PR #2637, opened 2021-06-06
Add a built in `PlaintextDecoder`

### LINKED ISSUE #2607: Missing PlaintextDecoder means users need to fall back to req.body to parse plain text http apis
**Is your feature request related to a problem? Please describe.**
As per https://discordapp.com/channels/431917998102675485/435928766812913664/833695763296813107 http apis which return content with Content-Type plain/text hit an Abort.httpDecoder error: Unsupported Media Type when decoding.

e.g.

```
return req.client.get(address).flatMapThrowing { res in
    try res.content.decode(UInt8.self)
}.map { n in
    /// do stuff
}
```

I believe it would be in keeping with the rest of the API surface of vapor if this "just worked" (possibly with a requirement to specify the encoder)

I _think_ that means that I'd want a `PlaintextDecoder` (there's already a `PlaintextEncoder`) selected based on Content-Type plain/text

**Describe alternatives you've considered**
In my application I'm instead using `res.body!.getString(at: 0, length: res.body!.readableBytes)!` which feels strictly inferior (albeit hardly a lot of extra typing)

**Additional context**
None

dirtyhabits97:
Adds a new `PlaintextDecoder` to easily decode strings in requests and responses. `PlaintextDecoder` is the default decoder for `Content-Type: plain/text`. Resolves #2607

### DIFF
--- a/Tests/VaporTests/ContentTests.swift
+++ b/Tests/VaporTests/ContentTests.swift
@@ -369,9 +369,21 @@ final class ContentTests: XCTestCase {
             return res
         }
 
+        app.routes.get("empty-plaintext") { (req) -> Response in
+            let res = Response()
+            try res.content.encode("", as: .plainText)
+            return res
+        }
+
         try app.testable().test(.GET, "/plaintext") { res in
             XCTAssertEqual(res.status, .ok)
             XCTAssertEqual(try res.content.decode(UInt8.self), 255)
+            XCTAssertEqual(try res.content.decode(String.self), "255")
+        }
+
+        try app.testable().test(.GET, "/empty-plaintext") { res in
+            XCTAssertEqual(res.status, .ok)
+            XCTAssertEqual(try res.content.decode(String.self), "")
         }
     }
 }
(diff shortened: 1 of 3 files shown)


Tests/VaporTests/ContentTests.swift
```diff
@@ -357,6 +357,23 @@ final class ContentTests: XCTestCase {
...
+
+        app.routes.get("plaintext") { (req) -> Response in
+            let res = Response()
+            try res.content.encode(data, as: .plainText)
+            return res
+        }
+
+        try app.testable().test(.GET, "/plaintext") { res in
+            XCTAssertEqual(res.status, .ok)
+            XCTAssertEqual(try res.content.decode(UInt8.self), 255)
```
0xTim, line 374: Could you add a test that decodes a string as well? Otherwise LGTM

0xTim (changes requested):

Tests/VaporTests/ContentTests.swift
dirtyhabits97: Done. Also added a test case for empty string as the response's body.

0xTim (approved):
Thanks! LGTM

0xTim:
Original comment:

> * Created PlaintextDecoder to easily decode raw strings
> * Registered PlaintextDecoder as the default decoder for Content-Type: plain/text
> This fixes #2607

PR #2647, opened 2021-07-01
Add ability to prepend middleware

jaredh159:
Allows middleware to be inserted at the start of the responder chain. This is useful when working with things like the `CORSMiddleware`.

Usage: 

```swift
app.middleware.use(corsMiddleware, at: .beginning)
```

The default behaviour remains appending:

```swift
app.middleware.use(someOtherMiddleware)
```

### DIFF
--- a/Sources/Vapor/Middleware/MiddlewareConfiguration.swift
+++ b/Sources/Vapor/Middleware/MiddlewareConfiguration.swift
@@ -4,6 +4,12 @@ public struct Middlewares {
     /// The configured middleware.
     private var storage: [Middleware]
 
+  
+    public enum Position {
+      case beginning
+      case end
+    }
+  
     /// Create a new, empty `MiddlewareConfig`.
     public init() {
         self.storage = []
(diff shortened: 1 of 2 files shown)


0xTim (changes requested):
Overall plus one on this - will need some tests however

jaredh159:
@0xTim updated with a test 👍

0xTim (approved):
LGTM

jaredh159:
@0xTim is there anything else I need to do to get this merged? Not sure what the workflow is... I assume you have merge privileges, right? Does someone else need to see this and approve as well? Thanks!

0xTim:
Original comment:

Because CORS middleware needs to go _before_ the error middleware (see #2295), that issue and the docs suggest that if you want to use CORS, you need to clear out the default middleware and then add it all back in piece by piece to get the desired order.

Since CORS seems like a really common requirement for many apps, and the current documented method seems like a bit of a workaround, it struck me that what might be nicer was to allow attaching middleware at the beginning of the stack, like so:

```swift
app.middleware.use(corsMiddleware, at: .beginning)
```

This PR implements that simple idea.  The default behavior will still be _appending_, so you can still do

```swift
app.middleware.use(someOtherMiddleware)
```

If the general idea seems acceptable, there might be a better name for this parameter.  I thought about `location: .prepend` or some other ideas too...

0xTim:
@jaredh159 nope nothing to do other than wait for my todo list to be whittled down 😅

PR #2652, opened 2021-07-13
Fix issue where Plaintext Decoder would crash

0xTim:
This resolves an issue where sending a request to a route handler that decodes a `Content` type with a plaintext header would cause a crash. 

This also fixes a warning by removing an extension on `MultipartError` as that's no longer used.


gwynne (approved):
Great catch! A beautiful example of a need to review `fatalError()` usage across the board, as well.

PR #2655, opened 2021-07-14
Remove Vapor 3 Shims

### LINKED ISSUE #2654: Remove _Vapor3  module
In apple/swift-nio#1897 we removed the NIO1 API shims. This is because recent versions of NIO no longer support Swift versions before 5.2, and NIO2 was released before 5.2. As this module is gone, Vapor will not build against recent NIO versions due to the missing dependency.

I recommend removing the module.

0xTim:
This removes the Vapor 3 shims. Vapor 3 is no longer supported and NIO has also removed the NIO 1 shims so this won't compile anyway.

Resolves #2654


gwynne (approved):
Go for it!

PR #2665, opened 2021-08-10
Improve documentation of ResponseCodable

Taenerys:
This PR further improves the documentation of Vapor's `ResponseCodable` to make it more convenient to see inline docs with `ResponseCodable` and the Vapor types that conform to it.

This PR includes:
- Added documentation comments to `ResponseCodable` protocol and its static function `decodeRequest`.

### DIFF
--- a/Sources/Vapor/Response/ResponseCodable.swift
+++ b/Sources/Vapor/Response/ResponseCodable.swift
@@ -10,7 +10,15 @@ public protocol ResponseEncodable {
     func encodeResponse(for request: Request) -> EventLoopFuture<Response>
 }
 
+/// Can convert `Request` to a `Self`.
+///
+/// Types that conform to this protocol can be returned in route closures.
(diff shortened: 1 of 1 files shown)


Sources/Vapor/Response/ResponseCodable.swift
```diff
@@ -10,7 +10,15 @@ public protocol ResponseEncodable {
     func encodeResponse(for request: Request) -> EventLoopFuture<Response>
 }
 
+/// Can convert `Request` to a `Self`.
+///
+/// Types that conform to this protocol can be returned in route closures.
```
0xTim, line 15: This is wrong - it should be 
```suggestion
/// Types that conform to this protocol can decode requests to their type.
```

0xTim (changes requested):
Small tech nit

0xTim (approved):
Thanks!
_____
Work order: The entire set of records should be returned exactly.

Output for this task:
PR #2637, opened 2021-06-06
Add a built in `PlaintextDecoder`

### LINKED ISSUE #2607: Missing PlaintextDecoder means users need to fall back to req.body to parse plain text http apis
**Is your feature request related to a problem? Please describe.**
As per https://discordapp.com/channels/431917998102675485/435928766812913664/833695763296813107 http apis which return content with Content-Type plain/text hit an Abort.httpDecoder error: Unsupported Media Type when decoding.

e.g.

```
return req.client.get(address).flatMapThrowing { res in
    try res.content.decode(UInt8.self)
}.map { n in
    /// do stuff
}
```

I believe it would be in keeping with the rest of the API surface of vapor if this "just worked" (possibly with a requirement to specify the encoder)

I _think_ that means that I'd want a `PlaintextDecoder` (there's already a `PlaintextEncoder`) selected based on Content-Type plain/text

**Describe alternatives you've considered**
In my application I'm instead using `res.body!.getString(at: 0, length: res.body!.readableBytes)!` which feels strictly inferior (albeit hardly a lot of extra typing)

**Additional context**
None

dirtyhabits97:
Adds a new `PlaintextDecoder` to easily decode strings in requests and responses. `PlaintextDecoder` is the default decoder for `Content-Type: plain/text`. Resolves #2607

### DIFF
--- a/Tests/VaporTests/ContentTests.swift
+++ b/Tests/VaporTests/ContentTests.swift
@@ -369,9 +369,21 @@ final class ContentTests: XCTestCase {
             return res
         }
 
+        app.routes.get("empty-plaintext") { (req) -> Response in
+            let res = Response()
+            try res.content.encode("", as: .plainText)
+            return res
+        }
+
         try app.testable().test(.GET, "/plaintext") { res in
             XCTAssertEqual(res.status, .ok)
             XCTAssertEqual(try res.content.decode(UInt8.self), 255)
+            XCTAssertEqual(try res.content.decode(String.self), "255")
+        }
+
+        try app.testable().test(.GET, "/empty-plaintext") { res in
+            XCTAssertEqual(res.status, .ok)
+            XCTAssertEqual(try res.content.decode(String.self), "")
         }
     }
 }
(diff shortened: 1 of 3 files shown)


Tests/VaporTests/ContentTests.swift
```diff
@@ -357,6 +357,23 @@ final class ContentTests: XCTestCase {
...
+
+        app.routes.get("plaintext") { (req) -> Response in
+            let res = Response()
+            try res.content.encode(data, as: .plainText)
+            return res
+        }
+
+        try app.testable().test(.GET, "/plaintext") { res in
+            XCTAssertEqual(res.status, .ok)
+            XCTAssertEqual(try res.content.decode(UInt8.self), 255)
```
0xTim, line 374: Could you add a test that decodes a string as well? Otherwise LGTM

0xTim (changes requested):

Tests/VaporTests/ContentTests.swift
dirtyhabits97: Done. Also added a test case for empty string as the response's body.

0xTim (approved):
Thanks! LGTM

0xTim:
Original comment:

> * Created PlaintextDecoder to easily decode raw strings
> * Registered PlaintextDecoder as the default decoder for Content-Type: plain/text
> This fixes #2607

PR #2647, opened 2021-07-01
Add ability to prepend middleware

jaredh159:
Allows middleware to be inserted at the start of the responder chain. This is useful when working with things like the `CORSMiddleware`.

Usage: 

```swift
app.middleware.use(corsMiddleware, at: .beginning)
```

The default behaviour remains appending:

```swift
app.middleware.use(someOtherMiddleware)
```

### DIFF
--- a/Sources/Vapor/Middleware/MiddlewareConfiguration.swift
+++ b/Sources/Vapor/Middleware/MiddlewareConfiguration.swift
@@ -4,6 +4,12 @@ public struct Middlewares {
     /// The configured middleware.
     private var storage: [Middleware]
 
+  
+    public enum Position {
+      case beginning
+      case end
+    }
+  
     /// Create a new, empty `MiddlewareConfig`.
     public init() {
         self.storage = []
(diff shortened: 1 of 2 files shown)


0xTim (changes requested):
Overall plus one on this - will need some tests however

jaredh159:
@0xTim updated with a test 👍

0xTim (approved):
LGTM

jaredh159:
@0xTim is there anything else I need to do to get this merged? Not sure what the workflow is... I assume you have merge privileges, right? Does someone else need to see this and approve as well? Thanks!

0xTim:
Original comment:

Because CORS middleware needs to go _before_ the error middleware (see #2295), that issue and the docs suggest that if you want to use CORS, you need to clear out the default middleware and then add it all back in piece by piece to get the desired order.

Since CORS seems like a really common requirement for many apps, and the current documented method seems like a bit of a workaround, it struck me that what might be nicer was to allow attaching middleware at the beginning of the stack, like so:

```swift
app.middleware.use(corsMiddleware, at: .beginning)
```

This PR implements that simple idea.  The default behavior will still be _appending_, so you can still do

```swift
app.middleware.use(someOtherMiddleware)
```

If the general idea seems acceptable, there might be a better name for this parameter.  I thought about `location: .prepend` or some other ideas too...

0xTim:
@jaredh159 nope nothing to do other than wait for my todo list to be whittled down 😅

PR #2652, opened 2021-07-13
Fix issue where Plaintext Decoder would crash

0xTim:
This resolves an issue where sending a request to a route handler that decodes a `Content` type with a plaintext header would cause a crash. 

This also fixes a warning by removing an extension on `MultipartError` as that's no longer used.


gwynne (approved):
Great catch! A beautiful example of a need to review `fatalError()` usage across the board, as well.

PR #2655, opened 2021-07-14
Remove Vapor 3 Shims

### LINKED ISSUE #2654: Remove _Vapor3  module
In apple/swift-nio#1897 we removed the NIO1 API shims. This is because recent versions of NIO no longer support Swift versions before 5.2, and NIO2 was released before 5.2. As this module is gone, Vapor will not build against recent NIO versions due to the missing dependency.

I recommend removing the module.

0xTim:
This removes the Vapor 3 shims. Vapor 3 is no longer supported and NIO has also removed the NIO 1 shims so this won't compile anyway.

Resolves #2654


gwynne (approved):
Go for it!

PR #2665, opened 2021-08-10
Improve documentation of ResponseCodable

Taenerys:
This PR further improves the documentation of Vapor's `ResponseCodable` to make it more convenient to see inline docs with `ResponseCodable` and the Vapor types that conform to it.

This PR includes:
- Added documentation comments to `ResponseCodable` protocol and its static function `decodeRequest`.

### DIFF
--- a/Sources/Vapor/Response/ResponseCodable.swift
+++ b/Sources/Vapor/Response/ResponseCodable.swift
@@ -10,7 +10,15 @@ public protocol ResponseEncodable {
     func encodeResponse(for request: Request) -> EventLoopFuture<Response>
 }
 
+/// Can convert `Request` to a `Self`.
+///
+/// Types that conform to this protocol can be returned in route closures.
(diff shortened: 1 of 1 files shown)


Sources/Vapor/Response/ResponseCodable.swift
```diff
@@ -10,7 +10,15 @@ public protocol ResponseEncodable {
     func encodeResponse(for request: Request) -> EventLoopFuture<Response>
 }
 
+/// Can convert `Request` to a `Self`.
+///
+/// Types that conform to this protocol can be returned in route closures.
```
0xTim, line 15: This is wrong - it should be 
```suggestion
/// Types that conform to this protocol can decode requests to their type.
```

0xTim (changes requested):
Small tech nit

0xTim (approved):
Thanks!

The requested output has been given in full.